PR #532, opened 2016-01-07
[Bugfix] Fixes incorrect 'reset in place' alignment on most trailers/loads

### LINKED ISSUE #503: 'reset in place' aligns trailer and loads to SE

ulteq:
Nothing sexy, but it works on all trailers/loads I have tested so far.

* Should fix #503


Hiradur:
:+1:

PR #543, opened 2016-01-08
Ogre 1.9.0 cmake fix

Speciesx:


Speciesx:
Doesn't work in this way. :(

▶ [About this task] Send back exactly the lines of the listing above, beginning at the line containing "### LINKED ISSUE" and ending with the last. Add nothing.

▶ [Result of the task]
### LINKED ISSUE #503: 'reset in place' aligns trailer and loads to SE

ulteq:
Nothing sexy, but it works on all trailers/loads I have tested so far.

* Should fix #503


Hiradur:
:+1:

PR #543, opened 2016-01-08
Ogre 1.9.0 cmake fix

Speciesx:


Speciesx:
Doesn't work in this way. :(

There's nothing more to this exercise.